# My little bunny



## SEAHUNT186 (Dec 24, 2004)

That's what I call her. I think I might need a few bats to keep the boys away when she gets older!!!


----------



## TXPalerider (May 21, 2004)

Beautiful............


----------



## SEAHUNT186 (Dec 24, 2004)

Thanks txpalerider!!!


----------



## Freshwaterman (May 21, 2004)

A *BIG* bat! I love the added touch of the floral headwear as well. She's a real cutie.


----------



## TXPalerider (May 21, 2004)

SEAHUNT186 said:


> Thanks txpalerider!!!


Your Welcome SeaHunt. If you find a good deal on those bats, let me know. I'm afraid I'm gonna need a few myself.


----------



## hunting dog (Aug 11, 2004)

Bats he!!. Better get you guns loaded. Great pic. You guys got some cuties there.


----------



## MT Stringer (May 21, 2004)

Steve, I don't know about a bat, but you really ought to think about carving a BIG whuppin' stick. Me thinkx you're gonna need one to run them boys off! 

Just remember what the ol' man said..."If you pull up in front of the house and honk, you'd better be driving a UPS truck!" LOL

Mike


----------



## Bay Gal (Jun 1, 2004)

Those are some great pictures!
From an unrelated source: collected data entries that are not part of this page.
PR #137, opened 2022-11-25
Add type annotations

b-kamphorst:
Hi @raimon49, this PR looks intimidating so please have a look at the commits one-by-one. For example, just running a linter already caused a huge diff. I'm not entirely happy with the type hints but this is as far as I could go without actually changing the logic. 

I think type annotations would have helped me a lot for my first contribution, and it will also make it easier to make future contributions. Of course that is subjective. I can imagine that you're not quite looking for a PR like this, if so I'll just close the PR. Looking forward to your thoughts.


raimon49:
@b-kamphorst Thanks, this diff looks good to me, I am glad that you have shown the utmost respect for this Git repo style.

It's a good idea to introduce a code formatter. This PR would be acceptable.

.github/workflows/python-package.yml
```diff
@@ -2,39 +2,46 @@ name: Python package
...
-        fail_ci_if_error: true
+      - uses: actions/checkout@v2
+      - name: Set up Python ${{ matrix.python-version }}
+        uses: actions/setup-python@v2
+        with:
+          python-version: ${{ matrix.python-version }}
+      - name: Lint with black
+        uses: psf/black@stable
+        with:
+          options: "--check --diff --line-length=79"
```
raimon49, line 28: A make target to run Lint and formatting would seem to be better.

For example, define `make lint` in the Makefile in the same way as `make format`. Of course, run by IDEs would be modern. However, I often just use make.

b-kamphorst: I've just added a `make lint` command in favor of `make format` (I suppose one always wants to perform all linting). I don't see a conflict with having both the `make` command and the github actions step, as the second one validates linting for all commits (also by those people that didn't look at the Makefile, such as myself). If you agree, feel free to merge. If not, just let me know what to change!

raimon49 (approved):
Thank you @b-kamphorst ! . I will merge this code and v4.0.2 will be released. There is no change in usage from users, but it is a valuable milestone.

PR #139, opened 2022-12-08
Escape unicode output (to e.g. &#123;) in the html output

timw6n:
This should fix broken author names etc. when viewing the output in browser.

My current workflow is to save the `--format html` output from pip-licenses straight to a file. To have non-broken author names when viewing that in a browser, need to either wrap the output in a full html document that sets an encoding or, as I'm doing now, pipe through `python -c "import sys; s = sys.stdin.read(); print(s.encode('ascii', errors='xmlcharrefreplace').decode('ascii'))"` which is basically the change in this PR.

It feels better to add this here, rather than upstream in prettytable, since that package works fine outputting utf-8 in the context of including tables in larger documents.

### DIFF
--- a/piplicenses.py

Very nice photography work, and your subject is just adorable.


----------



## pelican (May 22, 2004)

hunting dog said:


> Bats he!!. Better get you guns loaded. Great pic. You guys got some cuties there.


Yup, I found a 20 gauge double barrell Ithaca sawed off to 18 inches worked great. I swear all I ever did was clean it while answering the door ... :rotfl:

I remember tellling one kid not to come back till he changed the oil in his hair. My daugher never did figure out why she never saw him again. 

Great pics ... enjoy them while they're young ...


----------